But then, as an early 20th century millionaire soap manufacturer once remarked: to make a fortune, think of something that everyone needs, doesn’t last, and is cheap. Polythene fits the criteria.

Mr Woollard certainly has the entrepreneurial spirit. Even before starting at United Polythene, he was working, aged 14, making appointments for double glazing companies and selling holiday insurance over the telephone.

He said: “When we did work experience, most of the lads just took a couple of weeks off. I earned £500 from sales.”

Perhaps that motivated him at the start, but in any case he is one of those people who love what they do.

He told In Business: “I love coming to work. It is an absolute joy to do be able to do this job.”

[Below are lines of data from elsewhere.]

PR #10711, opened 2020-05-25
Chat view performance improvements

cammellos:
Improve chat loading performance
    
##    Move collections top level
    
Move `messages`,`message-lists`,`pagination-info` from nested in
    `chats` to top level at the db.
    The reason for this change is that if any of the `messages` fields
    change, any `sub` that relies on `chat` will be recomputed, which is
    unnecessary.
    
## Move chat-name to events
    
`chat-name` was computed dynamically, while it is now only calculated
    when loading chat the first time around.
    
## Remove `enrich-chats`
    
Enrich chats was doing a lot of work, and many subscriptions were
    relying on it.
    Not all the computations were necessary, for example it would always
    calculate the name of who invited the user to a group chat, regardless
    of whether it was actually used in the view.
    This commit changes that behavior so that we use smaller subscriptions
    to calculate such fields.
    In general we should move computations to events, if that's not
    desirable (there are some cases where we might not want to do that), we
    should have "bottom/leaf heavy" subscriptions as opposed to "top heavy",
    especially if they are to be shared, so only when (and if) we load that
    particular view, the subscription is triggered, while others can be
    re-used.
    
I have compared performance with current release, and there's a
    noticeable difference. Opening a chat is faster (messages are loaded
    faster), and clicking on the home view on a chat is more responsing
    (the animation on-press is much quicker).

Sorry for the big PR but changing one thing lead to another. I can split it off for easier reviewing if necessary.

I have left subscriptions names as they are, using `raw` for those that do not do any calculation or don't fallback on defaults, probably it would be good to revisit to have a consistent naming, I would also separate `subs.cljs` in multiple files (under a single directory), `subs/chats.cljs` `subs/contacts.cljs` etc , as sometimes is difficult to find what can be re-used (or any other scheme is good), but that's for a separate PR pending discussion.

## Testing

No functional changes, just performance improvement. Performance can be tested if necessary, I have included a video that shows the difference, mind as well that current develop parses markdown so it does a bit more, but pr seems to be faster despite of that.
Areas that are impacted is main chat view, chat view mostly.
Receiving messages is also faster it looks (significantly), although haven't looked much into it as wasn't optimizing that particular part.

release
pr

status: ready

### DIFF
--- a/src/status_im/ui/components/chat_icon/screen.cljs
+++ b/src/status_im/ui/components/chat_icon/screen.cljs
@@ -8,8 +8,6 @@
             [status-im.ui.screens.chat.photos :as photos]
             [status-im.utils.platform :as platform]))
 
-;;TODO REWORK THIS NAMESPACE
-
 (defn default-chat-icon [name styles]
   (when-not (string/blank? name)
     [react/view (:default-chat-icon styles)
@@ -32,15 +30,16 @@
      [react/view online-dot-right]]]])
 
 (defn chat-icon-view
-  [contact group-chat name _online styles]
+  [chat-id group-chat name styles]
   [react/view (:container styles)
-   (if-not group-chat
-     [photos/photo (multiaccounts/displayed-photo contact) styles]
-     [default-chat-icon name styles])])
+   (if group-chat
+     [default-chat-icon name styles]
+     (let [photo-path @(re-frame.core/subscribe [:chats/photo-path chat-id])]
+       [photos/photo photo-path styles]))])
 
 (defn chat-icon-view-toolbar
-  [contact group-chat name color online]
-  [chat-icon-view contact group-chat name online
+  [chat-id group-chat name color]
+  [chat-icon-view chat-id group-chat name
    {:container              styles/container-chat-toolbar
     :online-view-wrapper    styles/online-view-wrapper
     :online-view            styles/online-view
@@ -52,8 +51,8 @@
     :default-chat-icon-text (styles/default-chat-icon-text 36)}])
 
 (defn chat-icon-view-chat-list
-  [contact group-chat name color online]
-  [chat-icon-view contact group-chat name online
+  [chat-id group-chat name color]
+  [chat-icon-view chat-id group-chat name
    {:container              styles/container-chat-list
     :online-view-wrapper    styles/online-view-wrapper
     :online-view            styles/online-view
@@ -65,8 +64,8 @@
     :default-chat-icon-text (styles/default-chat-icon-text 40)}])
 
 (defn chat-icon-view-chat-sheet
-  [contact group-chat name color online]
-  [chat-icon-view contact group-chat name online
+  [chat-id group-chat name color]
+  [chat-icon-view chat-id group-chat name
    {:container              styles/container-chat-list
     :online-view-wrapper    styles/online-view-wrapper
     :online-view            styles/online-view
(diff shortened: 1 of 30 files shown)


src/status_im/ui/components/chat_icon/screen.cljs
```diff
@@ -8,8 +8,6 @@
             [status-im.ui.screens.chat.photos :as photos]
             [status-im.utils.platform :as platform]))
 
-;;TODO REWORK THIS NAMESPACE
```
flexsurfer: this still need to rework it :)

src/status_im/ui/screens/chat/message/message.cljs
```diff
@@ -38,13 +38,12 @@
 
 (defview quoted-message
   [_ {:keys [from text]} outgoing current-public-key]
-  (letsubs [{:keys [ens-name alias]} [:contacts/contact-name-by-identity from]]
+  (letsubs [contact-name [:contacts/contact-name-by-identity from]]
```
flexsurfer, line 42: probably not in this PR but we should add this data to the message itself in the event, because of https://github.com/status-im/status-react/issues/10380

flexsurfer: I would say it's even better to do not update the name when you on the chat view, and update it only next time you open chat, because 1- its rare case when this happens, 2 - we have 30s delay for verifications, so from performance and from ux it will be better to show it next time you open chat

src/status_im/ui/screens/chat/sheets.cljs
```diff
@@ -27,40 +26,42 @@
...
-     :on-press #(hide-sheet-and-dispatch [:chat.ui/fetch-history-pressed chat-id])}]
-   [list-item/list-item
-    {:theme    :action-destructive
-     :title    :t/delete-chat
-     :accessibility-label :delete-chat-button
-     :icon     :main-icons/delete
-     :on-press #(hide-sheet-and-dispatch [:chat.ui/remove-chat-pressed chat-id])}]])
+(defn one-to-one-chat-actions [{:keys [chat-id]}]
+  (let [photo @(re-frame/subscribe [:chats/photo-path chat-id])
+        contact-name @(re-frame/subscribe [:contacts/contact-name-by-identity chat-id])]
```
flexsurfer, line 32: we know for sure these fields shouldn't change during this view is opened, so instead of creating and disposing of subscriptions we could use direct access to app-db probably in such cases , yeah i think we should consider this idea in general because in that case we will have less "noise" subscriptions, i mean such subscriptions which are run each time we change something but we know for sure result will be the same

flexsurfer (approved):

src/status_im/ui/screens/home/views/inner_item.cljs
```diff
@@ -103,20 +103,20 @@
...
-                                  contact group-chat truncated-chat-name color online false]
+                                  chat-id group-chat chat-name color online false]
       :title-prefix              (cond
                                    private-group? :main-icons/tiny-group
                                    public-group? :main-icons/tiny-public
                                    :else nil)
-      :title                     truncated-chat-name
+      :title                     (if group-chat
+                                   (utils/truncate-str chat-name 30)
+                                   @(re-frame/subscribe [:contacts/contact-name-by-identity chat-id]))
```
flexsurfer, line 127: image

src/status_im/ui/components/chat_icon/screen.cljs
cammellos: oh sorry, that was removed by mistake, generally all caps comment are the things I leave before commiting :)

src/status_im/ui/screens/home/views/inner_item.cljs
cammellos: :D , this is tricky, I know it looks a bit funny, but I don't want to run the `subscribe` if it's not a one-to-one. If I pass a component it will be not applying the header style, so I am not sure what's another option.

src/status_im/ui/screens/chat/message/message.cljs
cammellos: Most of the times though it does happen when you are in the chat view, think of the simplest case:
1) Open #status
2) Receive messages, no names, status-go verifies them
3) Names are received

In such case I'd want to see a name as soon as it's available, not on reloading the chat?

We can though look at performance, my guess is that this is not the bottleneck, more likely is the actually building up the list (datemarks,timestamps etc)

src/status_im/ui/screens/chat/sheets.cljs
cammellos: some stuff is actually already denormalized, for example `chat` now has the `photo` (which never changes), I haven't yet used the denormalized version yet as I am not 100% sure it always has it, but I can change that in a separate PR (we can subscribe only if it's nil for example).

churik:
Tested on different types of chats: 1-1, public, group chats - big messages with markdown, links, emoji, stickers, Arabic / Chinese text
Rendering messages in public chats is working faster (5 sec vs 2.5 for history 01/06/20 in Status chat).
LOOKS AWESOME!

Issue #10719, opened 2020-05-27
Change copy of seed backup warning message in Keycard onboarding


guylouis:
in Keycard onboarding, the following message is shown to the user after he is been shown is seed phrase. 
![image](https://user-images.githubusercontent.com/11461437/83050102-527b6a80-a04c-11ea-9d1f-31e970148126.png)

The copy is actually incorrect, since if the user has lost his device, if he still has his pairing code then he will be able to access his funds from an other phone. 

The copy should be changed to 
"
Written the seed phrase down! 
You won't have a second chance
If you lose access, for example by losing your keycard, you can only access your keys with your seed phrase. No one, but you has your seed phrase. Write it down. Keep it safe
"

cc @hesterbruikman

hesterbruikman:
For clarity, these are the current dialogs for regular multiaccount and keycard multiaccount. The issue is to change the keycard multiaccount message only as the keys can be accessed on another device with the pairingcode (not requiring the seed phrase)

![Frame 2](https://user-images.githubusercontent.com/35233054/83503064-d311ef00-a4c2-11ea-9ea9-cf3c288ee9ec.png)

PR #10733, opened 2020-06-02
[#10719] Change seed backup warning message

rasom:
fix #10733


hesterbruikman (approved):
Looks good to me! For other reviewers, please note that the difference is subtle. Instead of 'If you lose access, for example by losing your _device_' is changed to 'If you lose access, for example by losing your _keycard_' 

Screenshot_20200602-123937_Status PR 1

guylouis (approved):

And he understands the value of winning awards, too. When he won the Oxfordshire Business Award he said: “I reckon we have generated about £50,000-100,000 worth of publicity as a result of it. It has been a fantastic experience.”

But since those early days his career has been far from easy — chequered would probably be the kindest description for it.

The United Polythene operation at Carterton was closed down after a takeover in 2003. Mr Woollard then decided to set up a new company, Polyplast, based in Witney. He recruited the sales team from the Carterton operation and quickly built up the business by developing the original client base.

Polyplast was a polythene broker and was supplied by the Polythene Industries factory in Liverpool. When Mr Woollard heard the plant was struggling, he and his co-directors made the radical decision to take it over.

He explained: “Liverpool was operating four days a week, and we made the catastrophic decision in the first month to increase the shift pattern to seven-days-a-week, 24-hours-a-day.

“We took the order book from £4m a year to £12m, but once we hit capacity we could not keep going.

“The cash had been available as we were growing, but as soon as we plateaued, the bills started catching up with us.”

But bad experience was put to good use when Mr Woollard saw the green light and realised it was possible to run a perfectly profitable operation without the millstone of a manufacturing operation around his neck.

And Polythene UK, working from the same offices from which he had run Polyplast, came into being.

Talking of green, most of the constraints on the packaging industry these days are environmental.

But here profit and green go hand-in-hand to some extent, since prices have risen dramatically — thanks mainly to rising oil prices — so Mr Woollard has sourced a thinner material called Poly-lite which can stretch over products using less polythene, while also costing less.

He has also developed a range of compostable bags which were showcased at the Ecopak trade fair in February.

Once the bags have come to the end of their useful life, they can decompose in just a week.